- RECORDS FOR THIS EXERCISE -
PR #731, opened 2016-03-04
CSS clean up

cproensa:
Remove redundant selectors


vboctor:
@syncguru can you please review this change.

dregad:
This change is harmless, because the removed selector `table#manage-overview-table > tr:nth-child` is covered by the generic `div.table-container > table > tr:nth-child`.

dregad:
Fixed in f8fd3f7fd11bf4a6ab98e97e73d2d22864209559

PR #732, opened 2016-03-06
Dont use serialization for Session variables

cproensa:
There is no need to serialize data inserted in
$_SESSION, as php does it at the end of script

This is a performance hit when a session key
is used multiple times (eg: 'form_security_tokens')

Fixes #20142, #18016

### DIFF
--- a/core/session_api.php
+++ b/core/session_api.php
@@ -135,7 +135,7 @@ class MantisPHPSession extends MantisSession {
 	 */
 	function get( $p_name, $p_default = null ) {
 		if( isset( $_SESSION[$this->key][$p_name] ) ) {
-			return unserialize( $_SESSION[$this->key][$p_name] );
+			return $_SESSION[$this->key][$p_name];
 		}
 
 		if( func_num_args() > 1 ) {
@@ -153,7 +153,7 @@ class MantisPHPSession extends MantisSession {
 	 * @return void
 	 */
 	function set( $p_name, $p_value ) {
-		$_SESSION[$this->key][$p_name] = serialize( $p_value );
+		$_SESSION[$this->key][$p_name] = $p_value;
 	}
 
 	/**
--- a/core/session_api.php
+++ b/core/session_api.php
@@ -100,7 +100,7 @@ class MantisPHPSession extends MantisSession {
 	function __construct( $p_session_id = null ) {
 		global $g_cookie_secure_flag_enabled;
 
-		$this->key = hash( 'whirlpool', 'session_key' . config_get_global( 'crypto_master_salt' ), false );
+		$this->key = hash( 'whirlpool', 'session_key_v_2' . config_get_global( 'crypto_master_salt' ), false );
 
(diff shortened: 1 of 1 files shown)


vboctor:
What is the lifetime of these sessions?  Should we worry about the updated code getting sessions that has data that was serialized by the old code after upgrade?

cproensa:
after changing the code, i get errors only in the active browser session.
closing the page, and open again it works fine, even if the auto-login is enabled

vboctor:
Should we version the session or do some trick to avoid such errors?  I expect that heavy users of MantisBT will typically have a browser tab or two open most of the time.  Thoughts?

cproensa:
I think to force logout of all users should be enough?
once they reauthenticate everything seems to work fine.
Also, i think there is not important data stored in session, as its stored in db tokens table

dregad:
Not sure what the status for this PR is - can it be merged as it is, or is there additional code needed to handle the force logout ?

cproensa:
@dregad 
I may try to implement a upgrade step to handle mass log out. Lets see if i do it right, as its the first time.

grangeway:
that would break people's rss links etc as that users cookie as key, remembered passwords etc - seems a bit of a heavy handed way to "expire" a session. You'd probably be better adding a new session variable (version) into and then letting the existing session_validate routine check for it, if a sesion exists, and the variable doesn't then you know it's old version. After all, a) that might be useful in future, b) sessions probably have a timeline of <24 hours in most cases - so only a subset of users would hit the issue.

cproensa:
Thanks @grangeway 
I was hoping feedback on this.
Your suggestion is the plan B i had thought, and I agree that requires adding compelxity (manage versions)

cproensa:
btw, do we have a proper way to expire a user session, meaning: force an individual user to log in again?
That seems a potentially useful feature

grangeway:
"btw, do we have a proper way to expire a user session, meaning: force an individual user to log in again?" -> you can reset a password... and given only use case I can think of you would want to manually reset a session would be likely require a password change...

In terms of session_clean at user login - given how much use of sessions are actually made - i'd be inclined to think not. However without looking at the original code - i'd do it on the logon_page.php and not login.php. I think you'll find that both initiate session, and that in the case of login.php that will set secure_session (i.e. the ip stuff). If i remember the api correctly, you'd effectively be doing php's session_start(), session_destroy() and then writing stuff back to the session.  I might be wrong but I think there's a chance it'll do one of either a) moan that session_start needs to be called, b) not save the session data or c) restore the original  data - as opposed to what you expect.

cproensa:
OK. I discarded the upgrade step.
The main point here is to avoid the use of existing data in session store, it there is any.
To avoid any further modifications in session handling, i think that changing the "session key" used to index the $_SESSION array, is enough. This provides an implicit versioning for session format, and ignores gracefully old data if there is any.

dregad:
Merged in 9e532d6b264d4c4c119acc44c0b5112569d03600

PR #733, opened 2016-03-07
Http header error method

cproensa:
Replacing PR #660 

Fixes #0013048

### DIFF
--- a/core/error_api.php
+++ b/core/error_api.php
@@ -216,6 +216,13 @@ function error_handler( $p_type, $p_error, $p_file, $p_line, array $p_context ) 
 					ob_clean();
 				}
 
+				# If HTML error output was disabled, set an error header and stop
+				if( defined( 'DISABLE_INLINE_ERROR_REPORTING' ) ) {
+					# @TODO Have a mapping for mantis error codes to appropiate HTTP error codes
+					header( ' ', true, 400 );
+					exit(1);
+				}
+
 				# don't send the page header information if it has already been sent
 				if( $g_error_send_page_header ) {
 					if( $t_html_api ) {
--- a/js/common.js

- PROBLEM TO WORK ON -
Wherever the word "opened" turns up in the records above, copy the line that holds it.

- RESULT OF THE TASK -
PR #731, opened 2016-03-04
PR #732, opened 2016-03-06
PR #733, opened 2016-03-07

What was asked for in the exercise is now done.